Abstract:
Objectives At present, in the research on the optimization of wireless sensor network (WSN) deployment under the application of indoor positioning, most of studies are generally carried out under the ideal conditions without obstacles, and the impact of obstacles on WSN is rarely considered. To consider the influence of obstacles for WSN deployment, we propose a multi-objective optimization method of WSN topology considering obstacles under the application of indoor positioning using received signal strength indication sensors.
Methods Firstly, a concept of effective coverage and beacon node deployment model is proposed based on the indoor positioning algorithm and sensor coverage model. Secondly, after the analysis of obstacle perception model and beacon node deployment strategy, a multi-objective optimization model of sensor deployment considering obstacles is proposed.Finally, the non-dominated sorting genetic algorithm Ⅲ is introduced to solve this optimization model. Three optimization objectives of all individuals, effective coverage, number of sensors, and convex hull area, as well as constraints considering obstacles and WSN topology rationality are calculated.

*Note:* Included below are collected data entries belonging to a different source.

PR #17839, opened 2026-02-09
Allow simple lists to become parent lists (fix #17679)

### LINKED ISSUE #17679: Lists are not able to be placed under existing list
### Describe your problem!

When saving a PQ to a new list, there is no option to use any of the pre-existing lists as a parent, only (none) and (create new list).

Also on renaming lists.

Image

Image

### How to reproduce?

Create new / rename list, try to select parent.

_No response_

_No response_

### Reproducible

Yes

### c:geo Version

nightly

### System information

```text

```

### Additional Information

_No response_

moving-bits:
## Description
Add non-parent lists to list creation dialog to enable easy creation of nested lists from existing non-parent lists.

First group is list of existing parent lists, marked by ending colon, sorted alphabetically.
Second group is list of non-parent lists, without ending colon, sorted alphabetically.

## Example
There is an existing non-parent list named "Berlin".
Let's add the cache to a newly created list "Moabit", which is a sub-list of "Berlin":

|Open list assignment|Create new list "Moabit"|
|---|---|
|image|image|

|New list is assigned|"Berlin" is now a parent list"|
|---|---|
|image|image|

### DIFF
--- a/main/src/main/java/cgeo/geocaching/list/StoredList.java
+++ b/main/src/main/java/cgeo/geocaching/list/StoredList.java
@@ -92,7 +92,7 @@ public final class StoredList extends AbstractList {
         private final WeakReference<Activity> activityRef;
         private final Resources res;
 
-        private static final String GROUP_SEPARATOR = ":";
+        public static final String GROUP_SEPARATOR = ":";
 
         public UserInterface(@NonNull final Activity activity) {
             this.activityRef = new WeakReference<>(activity);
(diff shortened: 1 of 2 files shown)


moving-bits:
retest this please

bekuno:
retest this please

moving-bits:
rebased + resolved merge conflicts

moving-bits:
failing tests (`testAvatar` and `testGetOCCache`) are unrelated, so let's merge

ztNFny:
This PR in its current form causes multiple issues, see https://github.com/cgeo/cgeo/issues/17679

While fixing those specific bugs I was really wondering whether this PR makes sense or should be reverted in its entirety.:
- Users working with groups expect the existing groups to be selectable - now they also get a list of all first-level lists
- If we have both "groups" and "lists" in the list then to work-around the previous point the groups are listed before lists, but that breaks alphabetic ordering, making the resulting list quite confusing if you don't know why it's the way it is
- For creating new hiearachies there's already a "create new parent list" option

imho the benefit added by this PR is far outweighted by the negative UX impact it has.

I'll nevertheless continue on the PR to fix the bugs - but I'd like to start the discussion about reverting this.

PR #17847, opened 2026-02-13
Remove WhereYouGo helper method QueryMapFile

moving-bits:
## Description
Removes the old helper method for WhereYouGo
(which allowed to read the non-SAF path to a Mapsforge 3 compatible map file from c:geo by WhereYouGo)


moving-bits:
retest this please

PR #17827, opened 2026-02-06
Fix #17540: Add range-formulas

murggel:
## Description

This PR adds some range-based formulas to the function-selection, for which a range can be specified
* add
* multiply
* min
* max
* avg
* count

## Related issues

fix #17540

## Additional context

To discuss, if all of them go into the section "Complex numeric" or e.g. count in "Simple numeric"

grafik

<br>
grafik

grafik

grafik

PR #17851, opened 2026-02-14
Enhance add range formula

murggel:
## Description

* Fix type
* Add new group "Aggregate Numeric"
* Use ErrorValue.isError

## Related issues

rel #17540
rel PR #17827

### DIFF
--- a/main/src/main/java/cgeo/geocaching/utils/formulas/FormulaError.java
+++ b/main/src/main/java/cgeo/geocaching/utils/formulas/FormulaError.java
@@ -32,7 +32,7 @@ final class FormulaError {
             super(errorString);
         }
 
-        public static ErrorValue create(final CharSequence cs) {
+        public static ErrorValue of(final CharSequence cs) {
             return new ErrorValue(cs);
         }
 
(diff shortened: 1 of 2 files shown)


bekuno:
retest this please

main/src/main/java/cgeo/geocaching/utils/formulas/FormulaError.java
```diff
@@ -32,7 +32,7 @@ protected ErrorValue(@NonNull final CharSequence errorString) {
             super(errorString);
         }
 
-        public static ErrorValue of(final CharSequence cs) {
+        public static ErrorValue create(final CharSequence cs) {
```
eddiemuc: This is very nitty.

I know this is a big debate in coding. However I prefer "of" over "create" as name of static object creators because:
- it is shorter 
- it hides the fact how the returnes object is produced. For example, using "of" I could later introduce a caching mechanism or something else without changing the method name

But again, this is nitty and no reason not to merge.

murggel: Ok, I wasn't aware of that common usage  - will change it back then

murggel: Done

PR #17874, opened 2026-02-19
Add GC Live API integration with OAuth2 authentication

baiti:
Route all geocaching.com operations through the official Live API (api.groundspeak.com/v1) instead of HTML scraping, with a toggle in Settings to switch between API and scraping. Includes OAuth2 + PKCE authorization flow, batch cache retrieval, parallel log/spoiler fetching, and finds count display in cache details.

This is a PoC, do not merge.

### DIFF
--- a/main/AndroidManifest.xml
+++ b/main/AndroidManifest.xml
@@ -121,6 +121,15 @@
             android:windowSoftInputMode="adjustNothing" >
             <!-- 'adjustNothing' fixes the issue described in #11610 -->
             <!-- don't add configChanges="orientation|screenSize" as we use different base layouts depending on the device orientation -->
+            <intent-filter>
+                <action android:name="android.intent.action.VIEW" />
+                <category android:name="android.intent.category.DEFAULT" />
+                <category android:name="android.intent.category.BROWSABLE" />
+                <data
+                    android:scheme="${gcLiveRedirectScheme}"
+                    android:host="oauth2.callback"
+                    android:path="/callback" />
+            </intent-filter>
         </activity>
         <activity android:name=".DBInspectionActivity"
             android:exported="false"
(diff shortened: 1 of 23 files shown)


JakeDot:
Using the authorize live api button gives me a 500 error. Did you use a secret key not yet configured in CI?

baiti:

Results The optimization method without considering obstacles is used as the comparison method, and three uniform sensor deployments are compared with the numerical simulation results of the proposed method.Regular triangle, square and hexagon are the mosaic shapes for the uniform sensor deployment.In the 1 000 generation, the effective coverage rate of the proposed method increased by 9.62% compared with the comparison method and increased by 52.7%, 112.1% and 16.6% respectively compared with the uniform deployment of regular triangle, square and regular hexagon.
Conclusions The method proposed in this paper not only has advantages in improving the effective coverage rate and accelerating convergence of the optimization algorithm, but also increases the effective coverage rate compared with the traditional uniform deployment of sensors. Therefore, the proposed method will be helpful to improve the accuracy of indoor positioning.